Le Martyre de l’Obèse
Henri Béraud (Lyon, 1885 / Saint-Clément-des-Baleines, Ile de Ré, 1958) peut être considéré comme un « auteur maudit », en raison du tour extrémiste de droite qu’il adopte à partir du 6 février 1934 et de l’affaire Salengro (1936). S’il est des mots qui tuent, il en fait usage, ce qui lui vaudra d’être condamné à mort à la Libération. Mais, sur intervention notamment de François Mauriac, De Gaulle le gracie. Et pourtant, avant de tomber dans le purgatoire des lettres, Béraud, comme beaucoup, puisa ses opinions politiques sur l’autre bord. De même, avant de devenir le pourfendeur hargneux de ceux qu’il rejoindra, il avait tout du bon vivant prédestiné aux agapes du Canard enchaîné. Son père est boulanger et, lui-même, exerce dans sa jeunesse, parmi plusieurs métiers, celui de commis voyageur en vins et spiritueux ou de ramasseur de produits laitiers.

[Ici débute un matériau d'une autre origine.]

Issue #140, opened 2026-08-20
vera-core tests mutate the process environment; convert them to child processes


citron07r:
`vera-core`'s environment-dependent unit tests mutate the process environment. Since #125 they all go through `crate::test_env::EnvVarGuard`, which takes one crate-wide lock and restores what it changed on `Drop`, including while unwinding. That makes them correct against each other, but it does not make `set_var`/`remove_var` sound: a crate-private lock cannot exclude an environment read from library code or from a thread the test did not spawn, and on non-Windows targets `std::env::set_var` is only sound in a single-threaded program. `cargo test` runs the crate's tests as threads of one process.

Raised by CodeRabbit on #125 and agreed to be out of that PR's scope, which was `--lang` value handling and `retrieval.max_rerank_batch`. Filed here so the conversion is tracked rather than lost.

## Current state

Every environment mutation in `vera-core` is in test code and goes through the guard. `grep -rn -E 'env::(set_var|remove_var)|env_lock' crates/vera-core/src/ | grep -v src/test_env.rs` returns nothing.

The call sites, by what they actually test:

| Site | Subject |
|---|---|
| `config.rs:652` | `graph_augmentation_enabled` (`config.rs:300`) |
| `config.rs:695` | `default_max_in_flight_inputs` (`config.rs:186`) |
| `config.rs:750` | `backend_from_env` (`config.rs:310`) |
| `config.rs:760` | `is_local_mode` (`config.rs:289`) |
| `config.rs:823` | `aliases_match_env` (`config.rs:609`) |
| `dynamic_reranker.rs:87` | that `retrieval.max_rerank_batch` beats `VERA_MAX_RERANK_BATCH` |
| `search_service.rs:455`, `search_service.rs:523` | nothing; the variables only make the API provider constructible |
| `test_env.rs:94`, `test_env.rs:138` | the guard itself |

`vera-cli/src/state.rs:384` also mutates the environment, but as production single-threaded CLI startup before any runtime threads exist. Out of scope here.

## What the conversion has to account for

**The first six are tests of environment parsing.** The read is the subject, so replacing it with an injected parameter deletes what they cover, not just how they set it up. They need child processes, not injection. `resolve_backend` already takes `Option<InferenceBackend>`; the two tests pass `None` precisely to reach the environment fallback.

[...]

PR #148, opened 2026-08-23
fix(cli): treat empty and whitespace-only env vars as absent in doctor

### LINKED ISSUE #147: fix(cli): vera doctor scores empty API env vars as present
## Summary

`check_env_group` in `crates/vera-cli/src/commands/doctor.rs` scores API environment variables on *presence* (`std::env::var_os(key).is_some()`), not validity:

```rust
let present = keys.iter().filter(|key| std::env::var_os(key).is_some()).count();
...
n if n == keys.len() => CheckStatus::Ok,
```

Two problems:

1. `EMBEDDING_MODEL_API_KEY=""` (a common shellrc leftover after revoking a key) counts as **present**, so `embedding-api` reports ok. Every consumer treats empty as unset: `setup.rs::read_api_env_var` explicitly trims and filters empties ("Read an env var, treating unset and empty/whitespace-only values the same"), and a provider built with an empty base URL fails at request time. Doctor gives its strongest positive verdict to a config `vera setup` refuses to save and that cannot work.
2. The inverse misleads too: a healthy install configured via `vera setup --api` (which tells the user they can remove the `EMBEDDING_MODEL_*` vars from their shell) shows `warn 0/3 variables present`, because doctor never looks at the saved `config.embedding_api`.

## Reproduction

```bash
EMBEDDING_MODEL_BASE_URL="" EMBEDDING_MODEL_ID="" EMBEDDING_MODEL_API_KEY="" vera doctor
# embedding-api: ok — 3/3 variables present
```

## Expected behaviour

- Empty/whitespace-only values count as absent (matching `read_api_env_var` semantics).
- In API mode, the saved `config.embedding_api` / credentials state should be what doctor reports; raw env presence is only an override signal.

## Suggested fix

Minimum: read with `std::env::var` and treat trim-empty as missing. Better: when the resolved backend is API, check the saved endpoint config and credential file first and report that, falling back to env-var detection for override setups.

citron07r:
Closes #147.

## Problem

`check_env_group` scored API variables with `std::env::var_os(key).is_some()`, i.e. presence only. `EMBEDDING_MODEL_API_KEY=""` (a shellrc leftover after revoking a key) counted as present and earned doctor's strongest positive verdict for a configuration that every consumer treats as unset: `setup::read_api_env_var` explicitly trims and filters empties, and a provider built from an empty base URL fails at request time. The inverse also misled: a healthy `vera setup --api` install showed `warn 0/3 variables present` because doctor never looked at the saved `config.embedding_api`.

## Fix

Presence now requires a non-blank value (`trim()` + non-empty), matching `read_api_env_var` semantics. The decision is extracted into `check_env_group_with` taking an injected getter, so the new tests drive it through a closure instead of mutating process environment variables (keeping clear of #140).

Scope note: this fixes the validity half of #147. Reporting the saved `config.embedding_api` state in API mode is a larger UX change and is deliberately not attempted here; the issue can stay open or be split if that half is still wanted after this lands.

## Verification

Ran locally on this branch:

- New test `empty_env_values_count_as_absent_not_present`:
  - **Without the fix (presence-only logic restored, test kept):** fails — empty values scored present, status Ok instead of Fail (reinjection check).
  - **With the fix:** passes: one valid value out of three reports `Fail`, detail `1/3 variables present`.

Pendant la Grande Guerre, le pacifiste qu’il fut auparavant, prend du galon. De lieutenant, en servant dans le 48e régiment d’artillerie de campagne. De journaliste, en entrant, en 1916, alors qu’il est sous l’uniforme, dans l’équipe du « journal satyrique paraissant le mercredi », fondé un an auparavant par Maurice et Jeanne Maréchal. Il y développe ses talents de polémiste contre les planqués de l’arrière, les ciseaux d’Anastasie et le bourrage de crâne. Il introduit dans la basse-cour un vin qui sera indissociable des soirs de bouclage de chaque numéro, le Juliénas. Multicarte, il travaille également pour une bonne douzaine de périodiques, dont Le Crapouillot, autre gazette anticonformiste, L’Œuvre, marquée à gauche, Le Petit Parisien, Le Merle Blanc d’Eugène Merle, un anarchiste notoire. Il tire à boulets rouges sur Georges Clémenceau, Charles Maurras, Léon Daudet. Il publie des nouvelles et commence, à l’instar d’un de ses amis, Albert Londres, à arpenter l’Europe d’après-guerre dont il décrit les soubresauts tumultueux. Il se réjouit d’être un « flâneur salarié », titre qui servira au recueil de ses reportages, dont la postface de Francis Lacassin, le décrit ainsi : « Polémiste, humoriste, chroniqueur judiciaire, courriériste, critique, le verre levé et l’injure en bandoulière, il déploie une activité dévorante ; il abat une masse de travail étonnante. Il croque la vie avec un appétit de goinfre ».
Il glisse de la triste réalité – qu’il décrit néanmoins avec une ironie mordante – vers la fiction romanesque. Paraissent, en 1921, Le Vitriol de Lune et, l’année suivante, Le Martyre de l’obèse pour lesquels lui est décerné le prix Goncourt 1922 -
Le héros, un obèse, narre les péripéties d’une farce où, d’un pays à l’autre, il poursuit d’un amour pusillanime, une femme dont l’époux est volage et qui joue à la coquette pour s’en venger. Un scénario qui oscille entre Georges Feydeau et les Marx Brothers. Fier de sa graisse, le gras-double n’osera pas finalement se déshabiller devant la belle, craignant, dans un sursaut de raison retrouvée, une ultime moquerie de sa part.
C’est cette réaction salvatrice qui manque dans le monde contemporain où l’OMS dénombre environ 500 millions d’adultes obèses, 1,8 milliard d’adultes et 21 millions d’enfants de moins de cinq ans en surpoids. Evaluation d’autant plus grave qu’elle atteint paradoxalement non les nantis, mais les individus socialement et financièrement défavorisés. Bourrés de sodas poisseux et de hamburgers visqueux, tous bien caloriques.